La exhumación y la Covid vacían el Valle de los Caídos

Desplome de ingresos: La afluencia a la basílica se desploma tras el traslado de los restos de Francisco Franco. Recibe un 81,7% menos de visitantes que en 2019

VALLE DE LOS CAIDOS
VALLE DE LOS CAIDOS@ C.PASTRANOLa Razón

Las visitas turísticas al Valle de los Caídos se redujeron un 81,4% en los siete primeros meses del año en relación con el mismo periodo del año pasado, cuando el Gobierno de Pedro Sánchez ultimaba el traslado de los restos de Franco hasta el madrileño cementerio de Mingorrubio. Según los datos facilitados por Patrimonio Nacional a LA RAZÓN un total de 32.702 personas visitaron la abadía entre los meses de enero y julio de este año frente a las 203.439 que lo hicieron en 2019, lo que supone un drástico descenso.

Dos motivos explican este importante descenso de visitantes. Por un lado, sin los restos de Francisco Franco en su interior, el Valle de los Caídos ya no es lo mismo porque no atrae a las decenas de miles de nostálgicos ni curiosos que sí lo hacía antes de la exhumación. Por otro lado, la incidencia de la pandemia del coronavirus en todo el planeta ha modificado los hábitos de millones de personas a lo largo de todo el planta. En este sentido, la visita a lugares históricos y museos se está desplomando en toda España, y el Valle de los Caídos no es ajeno a esta circunstancia.

A falta de finalizar el año, las visitas al Valle van camino de marcar mínimos históricos por debajo, incluso, de las registradas antes de que Pedro Sánchez llegara a La Moncloa y anunciara a bombo y platillo su intención de exhumar los restos de Franco en virtud de la proposición no de ley aprobada en el Congreso de los diputados en mayo de 2017 con 198 votos a favor, 140 abstenciones y 1 voto en contra.

Visitantes Valle de los Caídos
Visitantes Valle de los Caídos FOTO: T. Nieto

A principio de año, en enero y febrero, visitaron la abadía 9.619 y 12.582 personas, respectivamente, frente a los 19.686 y 24.705 personas que lo hicieron en 2019, coincidiendo con el anuncio del Pedro Sánchez de seguir adelante con la exhumación después de que el prior dijera que no la facilitaría y después de que el Consejo de Ministro ordenara el traslado de sus restos. Durante los meses de marzo, abril y mayo, las visitas a la basílica fueron casi inexistentes dado el decreto de estado de alarma en todo el territorio que limitó la movilidad de los ciudadanos. Aún así, durante los 15 primeros meses del mes de marzo, un total de 3.477 personas, se acercaron a Cuelgamuros. Precisamente, durante estos tres meses del año pasado, el Valle de los Caídos registró sus mejores números en los siete primeros meses del año con una media de 35.000 visitas al mes.

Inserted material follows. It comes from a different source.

PR #143, opened 2016-12-06
Bump Dependencies to 4.3.0

caleblloyd:
The .NET Dependencies have been updated to 4.3.0 across the board, and we should upgrade!

I've also changed the `System.Threading` dependency to `System.Threading.Tasks`.  The former is not compatible with UWP but the latter is.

Con la llegada de la nueva normalidad, las visitas al complejo se reanudaron. Sin embargo, los visitantes estuvieron muy por debajo de la media. Tres mil personas en junio acudieron al Valle de los Caídos y otras 4.000 fueron en el mes de julio. Pese a ser los meses de verano, el freno de la actividad turística repercutió notablemente en las visitas.

2018, año récord

Asimismo, sin Franco enterrado entre el altar, el atractivo turístico por Cuelgamuros ha caído notablemente al igual que los ingresos para Patrimonio Nacional por la venta de entradas al público.

Estas cifras están muy lejos de las logrados en 2018, cuando la basílica registró sus mejores números. En aquel año, largas retenciones de hasta 5 kilómetros se divisaban desde la A-6 que conducía al complejo. Pedro Sánchez había abierto el debate sobre la exhumación de los restos de Francisco Franco y se produjo un importante repunte de visitantes atraídos por la curiosidad y la polémica en torno al lápida. En 2018 las visitas al Valle de los Caídos crecieron como nunca después de su reapertura en junio de 2012. Por la basílica pasaron 378.875 personas. En 2017 fueron 283.277 los visitantes, es decir un crecimiento es de un 33,5%.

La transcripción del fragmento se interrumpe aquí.